> _Problem description_:
Although the data below holds other lines too, output only those from the line with "PR #2573, opened 2020-09-04" up to and including the line with "This PR adds", exactly as they appear.
☆ ☆ ☆ ☆
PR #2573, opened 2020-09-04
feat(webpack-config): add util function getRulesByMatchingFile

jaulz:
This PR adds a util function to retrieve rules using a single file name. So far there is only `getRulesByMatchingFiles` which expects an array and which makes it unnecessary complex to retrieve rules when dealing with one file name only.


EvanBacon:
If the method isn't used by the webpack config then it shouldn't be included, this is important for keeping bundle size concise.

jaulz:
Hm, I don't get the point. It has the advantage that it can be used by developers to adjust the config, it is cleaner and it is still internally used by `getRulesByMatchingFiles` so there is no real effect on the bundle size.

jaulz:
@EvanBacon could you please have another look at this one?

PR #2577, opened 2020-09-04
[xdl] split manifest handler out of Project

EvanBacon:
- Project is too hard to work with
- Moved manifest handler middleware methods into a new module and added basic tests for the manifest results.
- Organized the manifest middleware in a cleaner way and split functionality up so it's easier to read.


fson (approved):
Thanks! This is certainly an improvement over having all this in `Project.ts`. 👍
☆ ☆ ☆ ☆
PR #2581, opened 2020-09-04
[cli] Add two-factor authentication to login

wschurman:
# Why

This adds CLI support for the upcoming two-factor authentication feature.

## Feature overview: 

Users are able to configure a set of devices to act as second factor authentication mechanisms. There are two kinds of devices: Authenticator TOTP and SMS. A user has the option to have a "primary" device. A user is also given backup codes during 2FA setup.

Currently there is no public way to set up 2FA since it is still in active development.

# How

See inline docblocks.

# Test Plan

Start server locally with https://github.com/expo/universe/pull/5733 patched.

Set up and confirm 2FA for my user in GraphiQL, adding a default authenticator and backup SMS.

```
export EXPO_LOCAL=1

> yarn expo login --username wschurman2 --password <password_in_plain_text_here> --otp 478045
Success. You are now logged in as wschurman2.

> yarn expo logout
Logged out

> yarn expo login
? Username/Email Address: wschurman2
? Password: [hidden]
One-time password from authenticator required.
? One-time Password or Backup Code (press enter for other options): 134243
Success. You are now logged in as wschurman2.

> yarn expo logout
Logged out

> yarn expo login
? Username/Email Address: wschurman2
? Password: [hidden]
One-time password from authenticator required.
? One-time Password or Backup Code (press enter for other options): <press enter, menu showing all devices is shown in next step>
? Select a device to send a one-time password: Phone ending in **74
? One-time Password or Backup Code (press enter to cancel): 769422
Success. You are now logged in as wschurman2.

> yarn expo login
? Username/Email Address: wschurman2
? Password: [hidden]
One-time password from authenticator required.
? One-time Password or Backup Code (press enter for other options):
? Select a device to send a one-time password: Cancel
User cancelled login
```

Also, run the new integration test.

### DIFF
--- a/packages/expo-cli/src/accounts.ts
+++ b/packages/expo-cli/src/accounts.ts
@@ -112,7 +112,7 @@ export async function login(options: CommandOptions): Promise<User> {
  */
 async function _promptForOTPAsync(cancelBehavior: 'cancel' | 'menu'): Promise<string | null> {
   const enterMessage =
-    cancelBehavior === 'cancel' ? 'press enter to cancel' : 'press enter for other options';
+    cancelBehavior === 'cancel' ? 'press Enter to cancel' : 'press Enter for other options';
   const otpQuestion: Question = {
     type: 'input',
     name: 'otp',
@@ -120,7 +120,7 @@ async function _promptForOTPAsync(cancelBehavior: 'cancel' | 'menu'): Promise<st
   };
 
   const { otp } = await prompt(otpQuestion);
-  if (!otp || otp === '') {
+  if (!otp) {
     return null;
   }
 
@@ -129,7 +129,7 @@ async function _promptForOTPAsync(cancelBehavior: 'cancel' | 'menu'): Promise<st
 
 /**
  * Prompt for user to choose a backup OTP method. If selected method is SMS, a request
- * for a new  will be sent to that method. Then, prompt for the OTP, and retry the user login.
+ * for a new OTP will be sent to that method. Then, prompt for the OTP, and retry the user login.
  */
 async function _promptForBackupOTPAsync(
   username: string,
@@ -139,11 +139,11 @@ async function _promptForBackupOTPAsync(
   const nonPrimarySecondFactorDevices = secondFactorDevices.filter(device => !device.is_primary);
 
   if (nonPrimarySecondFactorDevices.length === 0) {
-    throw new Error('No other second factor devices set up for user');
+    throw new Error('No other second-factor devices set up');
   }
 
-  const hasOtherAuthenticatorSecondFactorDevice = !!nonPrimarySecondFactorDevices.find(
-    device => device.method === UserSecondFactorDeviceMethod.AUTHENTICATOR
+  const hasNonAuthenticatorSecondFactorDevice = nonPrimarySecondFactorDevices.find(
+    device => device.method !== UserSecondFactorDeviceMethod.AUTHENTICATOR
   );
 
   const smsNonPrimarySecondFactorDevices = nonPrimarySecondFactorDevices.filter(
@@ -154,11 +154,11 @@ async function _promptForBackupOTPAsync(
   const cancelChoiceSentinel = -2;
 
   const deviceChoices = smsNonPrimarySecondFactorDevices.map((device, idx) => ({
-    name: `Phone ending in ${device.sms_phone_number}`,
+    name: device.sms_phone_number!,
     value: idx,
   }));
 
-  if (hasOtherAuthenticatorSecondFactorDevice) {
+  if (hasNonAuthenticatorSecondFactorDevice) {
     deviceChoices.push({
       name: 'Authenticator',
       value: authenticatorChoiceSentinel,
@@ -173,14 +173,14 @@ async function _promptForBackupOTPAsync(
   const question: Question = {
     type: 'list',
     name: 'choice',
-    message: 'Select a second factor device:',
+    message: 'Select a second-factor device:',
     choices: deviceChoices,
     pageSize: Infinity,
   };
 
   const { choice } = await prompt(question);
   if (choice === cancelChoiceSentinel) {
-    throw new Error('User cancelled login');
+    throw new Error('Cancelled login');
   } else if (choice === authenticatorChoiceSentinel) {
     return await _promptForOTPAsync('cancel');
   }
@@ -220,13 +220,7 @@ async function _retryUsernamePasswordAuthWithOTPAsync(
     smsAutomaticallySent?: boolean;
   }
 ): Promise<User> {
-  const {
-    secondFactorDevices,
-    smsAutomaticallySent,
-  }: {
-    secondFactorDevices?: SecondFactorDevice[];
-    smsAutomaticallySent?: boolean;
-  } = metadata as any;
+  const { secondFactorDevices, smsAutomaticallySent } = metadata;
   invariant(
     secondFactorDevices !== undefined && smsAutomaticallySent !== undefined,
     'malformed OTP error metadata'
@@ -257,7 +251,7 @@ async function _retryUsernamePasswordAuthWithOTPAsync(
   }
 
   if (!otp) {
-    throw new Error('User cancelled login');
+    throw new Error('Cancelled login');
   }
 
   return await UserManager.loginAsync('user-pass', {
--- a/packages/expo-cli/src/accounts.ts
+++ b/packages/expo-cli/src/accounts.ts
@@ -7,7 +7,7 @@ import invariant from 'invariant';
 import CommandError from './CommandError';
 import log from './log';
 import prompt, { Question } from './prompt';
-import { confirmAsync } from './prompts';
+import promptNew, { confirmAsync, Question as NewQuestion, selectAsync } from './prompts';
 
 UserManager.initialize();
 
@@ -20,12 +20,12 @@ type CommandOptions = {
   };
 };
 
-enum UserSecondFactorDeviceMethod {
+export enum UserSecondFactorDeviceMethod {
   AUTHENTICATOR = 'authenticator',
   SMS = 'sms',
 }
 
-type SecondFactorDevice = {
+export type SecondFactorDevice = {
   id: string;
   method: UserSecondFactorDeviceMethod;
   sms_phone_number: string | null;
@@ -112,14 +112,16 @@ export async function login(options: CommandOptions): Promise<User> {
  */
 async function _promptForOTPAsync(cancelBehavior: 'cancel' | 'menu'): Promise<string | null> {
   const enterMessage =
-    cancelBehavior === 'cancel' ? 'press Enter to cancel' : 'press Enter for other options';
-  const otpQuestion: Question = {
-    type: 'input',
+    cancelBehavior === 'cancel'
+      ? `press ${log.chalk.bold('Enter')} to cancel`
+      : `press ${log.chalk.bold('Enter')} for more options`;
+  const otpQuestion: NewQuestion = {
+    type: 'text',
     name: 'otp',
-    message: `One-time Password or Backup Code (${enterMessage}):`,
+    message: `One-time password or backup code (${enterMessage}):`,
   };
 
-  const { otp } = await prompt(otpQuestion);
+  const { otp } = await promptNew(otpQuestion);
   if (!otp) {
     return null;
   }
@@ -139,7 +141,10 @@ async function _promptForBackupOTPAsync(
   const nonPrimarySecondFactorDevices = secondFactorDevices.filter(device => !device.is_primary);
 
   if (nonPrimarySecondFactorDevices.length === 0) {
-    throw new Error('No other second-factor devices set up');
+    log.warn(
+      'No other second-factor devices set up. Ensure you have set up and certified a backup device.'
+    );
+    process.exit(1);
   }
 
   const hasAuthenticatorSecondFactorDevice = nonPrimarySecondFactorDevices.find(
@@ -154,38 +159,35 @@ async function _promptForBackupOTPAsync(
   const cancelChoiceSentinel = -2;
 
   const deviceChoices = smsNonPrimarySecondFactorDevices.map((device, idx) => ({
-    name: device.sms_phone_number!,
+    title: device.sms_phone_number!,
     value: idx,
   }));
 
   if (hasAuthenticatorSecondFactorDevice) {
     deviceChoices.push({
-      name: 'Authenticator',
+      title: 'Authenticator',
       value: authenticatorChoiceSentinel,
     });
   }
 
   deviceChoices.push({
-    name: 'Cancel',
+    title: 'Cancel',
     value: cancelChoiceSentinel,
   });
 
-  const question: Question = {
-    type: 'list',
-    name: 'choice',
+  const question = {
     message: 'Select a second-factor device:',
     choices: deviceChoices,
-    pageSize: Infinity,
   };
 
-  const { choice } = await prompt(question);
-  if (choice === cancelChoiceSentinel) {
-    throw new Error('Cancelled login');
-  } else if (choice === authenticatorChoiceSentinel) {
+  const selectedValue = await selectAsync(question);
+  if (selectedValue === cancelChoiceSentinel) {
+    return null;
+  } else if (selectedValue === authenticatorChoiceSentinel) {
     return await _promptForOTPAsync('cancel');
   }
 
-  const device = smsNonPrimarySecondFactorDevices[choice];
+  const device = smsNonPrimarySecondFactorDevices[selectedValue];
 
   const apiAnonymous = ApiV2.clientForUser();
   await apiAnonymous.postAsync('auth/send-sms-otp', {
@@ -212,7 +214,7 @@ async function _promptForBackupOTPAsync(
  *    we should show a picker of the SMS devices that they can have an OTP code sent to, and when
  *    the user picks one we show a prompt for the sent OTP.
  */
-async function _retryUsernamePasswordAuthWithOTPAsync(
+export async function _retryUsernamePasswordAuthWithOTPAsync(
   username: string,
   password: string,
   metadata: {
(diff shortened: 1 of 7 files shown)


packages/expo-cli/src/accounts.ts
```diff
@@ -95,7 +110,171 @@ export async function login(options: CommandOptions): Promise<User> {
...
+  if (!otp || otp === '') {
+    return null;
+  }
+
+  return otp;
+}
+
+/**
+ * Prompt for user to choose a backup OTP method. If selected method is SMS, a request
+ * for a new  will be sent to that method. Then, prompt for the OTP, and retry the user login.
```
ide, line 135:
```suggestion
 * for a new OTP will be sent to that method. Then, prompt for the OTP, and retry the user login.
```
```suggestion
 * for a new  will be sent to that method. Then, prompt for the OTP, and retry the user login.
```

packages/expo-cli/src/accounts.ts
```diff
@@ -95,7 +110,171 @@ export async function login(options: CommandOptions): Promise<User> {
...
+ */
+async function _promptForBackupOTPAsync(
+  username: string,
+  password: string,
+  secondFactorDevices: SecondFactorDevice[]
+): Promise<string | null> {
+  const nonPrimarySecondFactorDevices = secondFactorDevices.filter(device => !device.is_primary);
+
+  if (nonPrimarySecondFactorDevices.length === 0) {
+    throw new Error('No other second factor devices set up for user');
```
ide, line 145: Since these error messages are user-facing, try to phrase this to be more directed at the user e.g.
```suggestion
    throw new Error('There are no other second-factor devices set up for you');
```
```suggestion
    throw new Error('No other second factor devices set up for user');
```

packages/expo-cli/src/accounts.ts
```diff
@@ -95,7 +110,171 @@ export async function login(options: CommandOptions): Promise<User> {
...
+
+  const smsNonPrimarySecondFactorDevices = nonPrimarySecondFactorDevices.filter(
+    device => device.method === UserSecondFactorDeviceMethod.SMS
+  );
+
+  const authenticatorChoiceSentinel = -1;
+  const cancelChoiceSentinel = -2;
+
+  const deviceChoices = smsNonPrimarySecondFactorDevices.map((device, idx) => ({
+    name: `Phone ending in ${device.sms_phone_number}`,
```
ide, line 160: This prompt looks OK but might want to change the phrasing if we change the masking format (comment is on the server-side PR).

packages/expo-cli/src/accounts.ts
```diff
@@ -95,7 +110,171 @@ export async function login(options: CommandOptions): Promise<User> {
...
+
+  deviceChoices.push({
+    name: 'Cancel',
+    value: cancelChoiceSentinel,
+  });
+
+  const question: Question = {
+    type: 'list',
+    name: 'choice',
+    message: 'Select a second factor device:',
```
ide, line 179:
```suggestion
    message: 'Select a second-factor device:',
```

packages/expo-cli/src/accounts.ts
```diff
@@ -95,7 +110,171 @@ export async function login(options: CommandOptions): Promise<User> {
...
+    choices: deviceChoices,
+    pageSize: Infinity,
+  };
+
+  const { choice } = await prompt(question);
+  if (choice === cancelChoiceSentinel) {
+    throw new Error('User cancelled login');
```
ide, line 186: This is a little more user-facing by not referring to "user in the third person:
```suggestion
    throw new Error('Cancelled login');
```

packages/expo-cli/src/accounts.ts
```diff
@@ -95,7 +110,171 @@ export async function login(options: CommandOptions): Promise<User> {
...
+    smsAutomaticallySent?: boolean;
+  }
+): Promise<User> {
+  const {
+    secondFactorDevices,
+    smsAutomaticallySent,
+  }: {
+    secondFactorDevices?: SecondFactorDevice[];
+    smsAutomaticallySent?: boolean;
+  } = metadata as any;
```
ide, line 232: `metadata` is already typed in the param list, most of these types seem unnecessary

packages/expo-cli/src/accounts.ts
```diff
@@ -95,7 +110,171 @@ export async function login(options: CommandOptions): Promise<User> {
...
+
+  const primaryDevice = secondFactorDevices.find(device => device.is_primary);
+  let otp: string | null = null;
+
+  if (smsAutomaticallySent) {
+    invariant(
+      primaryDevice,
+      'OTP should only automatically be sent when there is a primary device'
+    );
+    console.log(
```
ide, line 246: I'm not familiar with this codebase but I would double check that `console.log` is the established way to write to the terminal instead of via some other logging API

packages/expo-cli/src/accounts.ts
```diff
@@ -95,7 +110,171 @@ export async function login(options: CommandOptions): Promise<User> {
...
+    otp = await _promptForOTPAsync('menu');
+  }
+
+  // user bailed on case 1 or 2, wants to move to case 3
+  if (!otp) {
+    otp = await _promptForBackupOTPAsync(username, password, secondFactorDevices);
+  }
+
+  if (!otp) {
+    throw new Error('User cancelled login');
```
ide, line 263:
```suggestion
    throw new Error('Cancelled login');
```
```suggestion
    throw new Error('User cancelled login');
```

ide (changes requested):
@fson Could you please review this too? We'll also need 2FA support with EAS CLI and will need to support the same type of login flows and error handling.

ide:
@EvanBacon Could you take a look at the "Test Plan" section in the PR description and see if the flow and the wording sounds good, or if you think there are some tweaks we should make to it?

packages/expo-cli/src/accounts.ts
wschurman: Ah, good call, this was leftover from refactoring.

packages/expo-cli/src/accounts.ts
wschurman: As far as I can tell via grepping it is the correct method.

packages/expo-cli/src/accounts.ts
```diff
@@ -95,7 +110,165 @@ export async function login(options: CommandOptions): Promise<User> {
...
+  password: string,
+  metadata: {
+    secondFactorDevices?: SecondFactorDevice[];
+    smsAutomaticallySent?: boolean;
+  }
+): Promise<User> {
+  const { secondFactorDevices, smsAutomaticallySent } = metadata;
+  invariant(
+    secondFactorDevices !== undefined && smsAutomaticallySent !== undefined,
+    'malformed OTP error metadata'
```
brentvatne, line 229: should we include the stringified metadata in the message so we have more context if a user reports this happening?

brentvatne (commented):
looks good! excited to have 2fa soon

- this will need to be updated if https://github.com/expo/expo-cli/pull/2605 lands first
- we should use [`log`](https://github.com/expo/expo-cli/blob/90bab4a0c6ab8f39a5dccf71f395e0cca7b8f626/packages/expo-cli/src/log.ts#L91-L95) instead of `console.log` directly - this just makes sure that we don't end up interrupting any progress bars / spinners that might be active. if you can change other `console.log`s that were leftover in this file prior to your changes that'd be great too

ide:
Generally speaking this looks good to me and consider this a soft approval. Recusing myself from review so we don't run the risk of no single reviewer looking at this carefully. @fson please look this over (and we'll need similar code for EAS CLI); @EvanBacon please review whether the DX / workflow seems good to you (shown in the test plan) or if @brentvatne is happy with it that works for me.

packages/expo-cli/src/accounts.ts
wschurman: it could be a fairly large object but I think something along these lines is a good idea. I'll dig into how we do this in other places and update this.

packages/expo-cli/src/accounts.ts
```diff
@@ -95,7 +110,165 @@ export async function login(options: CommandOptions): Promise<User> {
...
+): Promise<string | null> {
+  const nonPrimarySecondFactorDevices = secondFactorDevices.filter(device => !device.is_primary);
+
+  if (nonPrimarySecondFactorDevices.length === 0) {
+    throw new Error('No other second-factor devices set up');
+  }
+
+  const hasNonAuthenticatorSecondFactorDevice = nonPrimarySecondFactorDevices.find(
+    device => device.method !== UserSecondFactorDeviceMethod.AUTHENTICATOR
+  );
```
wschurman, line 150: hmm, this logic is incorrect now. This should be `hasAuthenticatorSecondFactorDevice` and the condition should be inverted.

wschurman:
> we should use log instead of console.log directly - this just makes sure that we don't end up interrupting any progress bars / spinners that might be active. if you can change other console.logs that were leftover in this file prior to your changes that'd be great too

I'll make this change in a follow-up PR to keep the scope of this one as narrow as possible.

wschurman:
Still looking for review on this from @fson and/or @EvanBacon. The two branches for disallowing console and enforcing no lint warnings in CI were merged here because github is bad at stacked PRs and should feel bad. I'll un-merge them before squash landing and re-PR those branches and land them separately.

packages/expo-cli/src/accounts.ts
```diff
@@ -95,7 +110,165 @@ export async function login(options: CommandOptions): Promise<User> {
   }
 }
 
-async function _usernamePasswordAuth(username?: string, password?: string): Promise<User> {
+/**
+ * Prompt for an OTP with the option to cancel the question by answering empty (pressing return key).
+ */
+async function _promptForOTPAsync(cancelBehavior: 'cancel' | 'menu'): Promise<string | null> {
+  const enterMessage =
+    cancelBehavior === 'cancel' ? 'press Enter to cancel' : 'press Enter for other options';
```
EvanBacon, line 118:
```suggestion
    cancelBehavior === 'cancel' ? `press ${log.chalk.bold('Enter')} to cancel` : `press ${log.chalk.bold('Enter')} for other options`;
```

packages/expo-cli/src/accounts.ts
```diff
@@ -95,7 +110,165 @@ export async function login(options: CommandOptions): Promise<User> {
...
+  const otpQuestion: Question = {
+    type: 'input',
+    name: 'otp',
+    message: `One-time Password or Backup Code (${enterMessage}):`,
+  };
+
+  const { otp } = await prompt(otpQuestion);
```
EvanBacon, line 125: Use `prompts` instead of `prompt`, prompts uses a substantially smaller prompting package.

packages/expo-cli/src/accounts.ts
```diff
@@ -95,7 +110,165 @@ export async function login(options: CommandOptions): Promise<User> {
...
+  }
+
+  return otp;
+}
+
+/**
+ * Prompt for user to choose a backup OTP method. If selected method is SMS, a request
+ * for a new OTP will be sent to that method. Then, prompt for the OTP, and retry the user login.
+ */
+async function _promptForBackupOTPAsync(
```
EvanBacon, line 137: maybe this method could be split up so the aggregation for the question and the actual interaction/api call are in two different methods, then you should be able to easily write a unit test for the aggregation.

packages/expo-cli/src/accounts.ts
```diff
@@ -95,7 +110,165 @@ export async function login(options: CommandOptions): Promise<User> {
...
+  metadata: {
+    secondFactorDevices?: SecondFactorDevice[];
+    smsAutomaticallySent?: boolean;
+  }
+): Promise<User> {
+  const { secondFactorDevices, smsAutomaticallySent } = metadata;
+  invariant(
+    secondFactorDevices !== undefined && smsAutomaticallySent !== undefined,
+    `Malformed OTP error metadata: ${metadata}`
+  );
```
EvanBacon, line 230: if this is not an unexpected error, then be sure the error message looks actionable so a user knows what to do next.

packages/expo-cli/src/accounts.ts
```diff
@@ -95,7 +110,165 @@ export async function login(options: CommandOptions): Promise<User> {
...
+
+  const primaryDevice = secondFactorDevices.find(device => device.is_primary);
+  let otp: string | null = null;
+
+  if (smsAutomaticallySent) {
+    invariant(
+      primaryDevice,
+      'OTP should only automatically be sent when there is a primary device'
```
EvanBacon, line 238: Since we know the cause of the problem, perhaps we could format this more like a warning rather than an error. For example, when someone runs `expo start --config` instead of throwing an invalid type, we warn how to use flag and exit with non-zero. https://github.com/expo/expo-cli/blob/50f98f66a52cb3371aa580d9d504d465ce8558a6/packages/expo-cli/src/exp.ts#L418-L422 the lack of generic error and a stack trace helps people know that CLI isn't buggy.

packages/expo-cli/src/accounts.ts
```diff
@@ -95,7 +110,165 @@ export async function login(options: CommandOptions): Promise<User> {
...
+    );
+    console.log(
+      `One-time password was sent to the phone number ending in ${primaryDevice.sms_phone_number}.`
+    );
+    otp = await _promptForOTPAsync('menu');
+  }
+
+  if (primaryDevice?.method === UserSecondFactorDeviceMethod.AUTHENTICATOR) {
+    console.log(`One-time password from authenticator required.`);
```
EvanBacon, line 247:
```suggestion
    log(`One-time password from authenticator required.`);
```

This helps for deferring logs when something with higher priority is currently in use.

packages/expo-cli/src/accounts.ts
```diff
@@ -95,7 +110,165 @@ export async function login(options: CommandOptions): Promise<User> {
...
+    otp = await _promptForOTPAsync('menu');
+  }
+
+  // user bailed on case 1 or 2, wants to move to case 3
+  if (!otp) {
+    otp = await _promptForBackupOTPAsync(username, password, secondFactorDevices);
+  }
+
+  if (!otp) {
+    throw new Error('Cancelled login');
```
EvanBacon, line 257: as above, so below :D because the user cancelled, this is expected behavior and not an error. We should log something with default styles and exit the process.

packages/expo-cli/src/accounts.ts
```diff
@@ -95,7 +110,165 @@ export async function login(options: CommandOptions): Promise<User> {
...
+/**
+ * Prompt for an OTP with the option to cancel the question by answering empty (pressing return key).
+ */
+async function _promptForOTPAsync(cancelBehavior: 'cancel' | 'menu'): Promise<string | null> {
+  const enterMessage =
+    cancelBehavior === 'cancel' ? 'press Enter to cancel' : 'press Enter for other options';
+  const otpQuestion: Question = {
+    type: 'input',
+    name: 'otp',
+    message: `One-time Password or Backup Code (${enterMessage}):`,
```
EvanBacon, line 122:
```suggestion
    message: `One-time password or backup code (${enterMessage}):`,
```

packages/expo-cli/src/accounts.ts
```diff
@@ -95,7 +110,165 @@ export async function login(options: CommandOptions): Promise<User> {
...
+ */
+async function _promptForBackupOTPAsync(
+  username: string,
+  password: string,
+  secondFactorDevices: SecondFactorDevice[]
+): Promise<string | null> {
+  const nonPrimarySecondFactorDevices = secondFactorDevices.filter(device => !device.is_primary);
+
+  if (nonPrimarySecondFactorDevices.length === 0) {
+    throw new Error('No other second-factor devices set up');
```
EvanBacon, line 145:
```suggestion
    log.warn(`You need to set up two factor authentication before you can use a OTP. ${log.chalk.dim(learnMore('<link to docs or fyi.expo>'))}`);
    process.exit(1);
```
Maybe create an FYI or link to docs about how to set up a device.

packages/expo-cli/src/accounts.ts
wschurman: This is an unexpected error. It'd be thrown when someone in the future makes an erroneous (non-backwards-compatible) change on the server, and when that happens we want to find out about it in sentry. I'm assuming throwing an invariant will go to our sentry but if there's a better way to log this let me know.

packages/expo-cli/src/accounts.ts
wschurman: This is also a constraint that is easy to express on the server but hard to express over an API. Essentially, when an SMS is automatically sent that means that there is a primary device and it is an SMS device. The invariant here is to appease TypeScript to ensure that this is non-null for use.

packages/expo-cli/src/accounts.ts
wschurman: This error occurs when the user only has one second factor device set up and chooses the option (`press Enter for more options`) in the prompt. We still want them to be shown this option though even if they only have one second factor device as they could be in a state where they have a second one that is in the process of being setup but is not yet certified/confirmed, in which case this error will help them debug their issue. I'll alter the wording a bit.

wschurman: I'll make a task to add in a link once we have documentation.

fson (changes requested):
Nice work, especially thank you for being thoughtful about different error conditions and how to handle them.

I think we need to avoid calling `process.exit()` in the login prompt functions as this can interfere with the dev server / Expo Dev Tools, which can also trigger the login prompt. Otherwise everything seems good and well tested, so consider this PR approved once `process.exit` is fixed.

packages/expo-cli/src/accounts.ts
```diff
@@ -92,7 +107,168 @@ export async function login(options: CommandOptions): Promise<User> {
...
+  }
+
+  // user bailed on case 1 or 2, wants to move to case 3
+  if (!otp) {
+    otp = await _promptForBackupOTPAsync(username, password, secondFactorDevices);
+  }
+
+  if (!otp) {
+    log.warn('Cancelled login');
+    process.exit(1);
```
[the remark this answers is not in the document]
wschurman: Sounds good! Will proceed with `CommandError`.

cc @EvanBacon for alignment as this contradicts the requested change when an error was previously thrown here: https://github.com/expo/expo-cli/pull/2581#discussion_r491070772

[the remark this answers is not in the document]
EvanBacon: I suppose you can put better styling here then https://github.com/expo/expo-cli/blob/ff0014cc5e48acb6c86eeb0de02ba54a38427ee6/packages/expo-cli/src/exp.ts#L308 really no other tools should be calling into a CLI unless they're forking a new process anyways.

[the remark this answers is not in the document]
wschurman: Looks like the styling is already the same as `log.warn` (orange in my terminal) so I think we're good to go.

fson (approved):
☆ ☆ ☆ ☆
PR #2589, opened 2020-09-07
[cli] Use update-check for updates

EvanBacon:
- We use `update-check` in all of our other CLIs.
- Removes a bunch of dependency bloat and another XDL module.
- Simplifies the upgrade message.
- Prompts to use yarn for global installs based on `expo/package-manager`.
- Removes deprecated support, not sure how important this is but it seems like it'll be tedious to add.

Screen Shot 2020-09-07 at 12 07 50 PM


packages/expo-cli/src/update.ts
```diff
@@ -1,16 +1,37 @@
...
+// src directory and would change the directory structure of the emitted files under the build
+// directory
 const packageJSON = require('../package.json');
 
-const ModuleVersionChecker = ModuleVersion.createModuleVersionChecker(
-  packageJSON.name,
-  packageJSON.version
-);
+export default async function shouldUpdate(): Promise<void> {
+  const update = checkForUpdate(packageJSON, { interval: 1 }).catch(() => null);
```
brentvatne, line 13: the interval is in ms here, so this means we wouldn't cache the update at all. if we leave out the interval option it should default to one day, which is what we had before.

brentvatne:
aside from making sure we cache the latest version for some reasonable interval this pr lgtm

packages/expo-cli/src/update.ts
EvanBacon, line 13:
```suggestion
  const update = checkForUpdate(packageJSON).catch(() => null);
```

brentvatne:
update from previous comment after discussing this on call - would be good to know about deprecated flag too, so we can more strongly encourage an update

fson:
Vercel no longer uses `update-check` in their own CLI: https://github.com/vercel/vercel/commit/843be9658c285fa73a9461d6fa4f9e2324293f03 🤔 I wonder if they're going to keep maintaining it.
☆ ☆ ☆ ☆
> _Result_:
PR #2573, opened 2020-09-04
feat(webpack-config): add util function getRulesByMatchingFile

jaulz:
This PR adds a util function to retrieve rules using a single file name. So far there is only `getRulesByMatchingFiles` which expects an array and which makes it unnecessary complex to retrieve rules when dealing with one file name only.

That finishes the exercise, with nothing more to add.